Originally Posted by *horrorbuff* 
Hi, Folks ive had enough of people saying one is better than the other please can you post your cinebench 10-11.5 and passmark 7 and also x264 HD v3.0 encoding benchmarks and lets see for ourselves please no flames just pure benchies. Post your benchmarks @ 4ghz or 4.2ghz only. Cheers

My guess will be that the i7 wins because of its 2 extra threads. But maybe 2 real cores and threads are better then four "non real" threads.


----------



## hondajt

You sound like Fox news.

Oh, and this:

http://www.cpubenchmark.net/high_end_cpus.html

I love how the Core i7 930 out performs the 1055T.


----------



## horrorbuff

Quote:


Originally Posted by *Chucklez* 
My guess will be that the i7 wins because of its 2 extra threads. But maybe 2 real cores and threads are better then four "non real" threads.

well... there alot of people saying this is better thats better so let the real benchmarks tell the story.


----------



## Chucklez

Quote:


Originally Posted by *hondajt* 
You sound like Fox news.

Oh, and this:

http://www.cpubenchmark.net/high_end_cpus.html

I love how the Core i7 930 out performs the 1055T.


Quote:


Originally Posted by *horrorbuff* 
well... there alot of people saying this is better thats better so let the real benchmarks tell the story.

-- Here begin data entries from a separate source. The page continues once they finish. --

PR #31163, opened 2024-11-26
fix(Dashboard): Backward compatible shared_label_colors field

geido:
### SUMMARY
A follow-up PR for https://github.com/apache/superset/pull/30646. This PR ensure that a dashboard that used the `shared_label_colors` field as a dict is compatible with the `shared_label_colors` being a `list` as per the latest changes and can be re-imported / copied without errors.

N.A.

### TESTING INSTRUCTIONS
1. Export a Dashboard before changes in https://github.com/apache/superset/pull/30646
2. Re-import the Dashboard after changes in https://github.com/apache/superset/pull/30646
3. Copy the dashboard and all of its charts utilizing "Save as" 
4. Copying the dashboard should work without errors

### ADDITIONAL INFORMATION

- [ ] Has associated issue:
- [ ] Required feature flags:
- [ ] Changes UI

### DIFF
--- a/superset-frontend/src/utils/colorScheme.ts
+++ b/superset-frontend/src/utils/colorScheme.ts
@@ -24,12 +24,24 @@ import {
 } from '@superset-ui/core';
 
 /**
- * Forces falsy namespace values to undefined to default to GLOBAL
+ * Force falsy namespace values to undefined to default to GLOBAL
  *
  * @param namespace
  * @returns - namespace or default undefined
  */
 export const getColorNamespace = (namespace?: string) => namespace || undefined;
+
+/**
+ *
+ * Field shared_label_colors used to be a dict of all colors for all labels.
+ * Force shared_label_colors field to be a list of actual shared labels.
+ *
+ * @param sharedLabelsColors - the shared label colors list
+ * @returns string[]
+ */
+export const enforceSharedLabelsColorsArray = (
+  sharedLabelsColors: string[] | Record<string, string> | undefined,
+) => (Array.isArray(sharedLabelsColors) ? sharedLabelsColors : []);
 
 /**
  * Get labels shared across all charts in a dashboard.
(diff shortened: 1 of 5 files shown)


superset/dashboards/schemas.py
```diff
@@ -116,6 +116,28 @@ def validate_json_metadata(value: Union[bytes, bytearray, str]) -> None:
...
+        attr: Union[str, None],
+        data: Union[Mapping[str, Any], None],
+        **kwargs: dict[str, Any],
+    ) -> list[str]:
+        if isinstance(value, list):
+            if all(isinstance(item, str) for item in value):
+                return value
+        elif isinstance(value, dict):
+            # Convert dict values to a list (for backward compatibility)
+            return []
```
Antonio-RiveroMartnez, line 136: Shouldn't we return the values?

superset-frontend/src/utils/colorScheme.ts
```diff
@@ -31,6 +31,10 @@ import {
  */
 export const getColorNamespace = (namespace?: string) => namespace || undefined;
 
+export const ensureSharedLabelsColorsArray = (
```
Antonio-RiveroMartnez, line 34: Probably because of the other "ensure" methods that transform  to a given type (Array for example), but this method seems to instead being doing a different thing with dicts by returning [], so we might want to consider a different name for it? or return a list with the dict values instead?

superset/dashboards/schemas.py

Well if you look at the quote above yours the 1090T seems to beat almost every i7 and a lot of Xeon's.


----------



## hondajt

Quote:


Originally Posted by *Chucklez* 
Well if you look at the quote above yours the 1090T seems to beat almost every i7 and a lot of Xeon's.

Yes, with two more cores. I'm just surprised to see the QuadCore defeat the HexaCore.

Though for the money, the AMD seems to be the best bang for the buck if you want the higher clock speed.


----------



## rmp459

Quote:


Originally Posted by *hondajt* 
You sound like Fox news.

Oh, and this:

http://www.cpubenchmark.net/high_end_cpus.html

I love how the Core i7 930 out performs the 1055T.

The 1090 in this is @ 3.4... isnt it 3.2 stock?

Also... This is getting a bit annoying... about who needs to have the better this or that...

For a budget workstation that needs serious multicore HP... the 1090T is a great Price/Performance CPU and can crunch some serious numbers..

For Single/Dual Threaded Apps (mainly games).... an i7 with a 4.0 or better OC is probably top dog.. but assuming the same GPU on both rigs.. were probably talking about a few fps...

I think its pretty clear that the i7's still have the better architecture, but AMD definitely did a good job in terms of product placement when they released these two CPUs.... I dont see a point in a 1055T tbh.. but thats probably just the overclocker in me talking...

I would consider the 1090T as a comparable option if i was considering an i7 upgrade to a 930..

If price is no object and your building the best gaming rig possible... Watercooling and a 975/980X is gonna be ur best choice...

But if you enjoy gaming and other activities such as video editing/rendering/CAD/encoding/etc.. its all a matter of how willing you are to overclock... but no matter what you choose i7 930/1090T, your going to end up happy...

People are getting too hell bent looking to the "supreme king of all CPUs" in the midrange/mainstream categories...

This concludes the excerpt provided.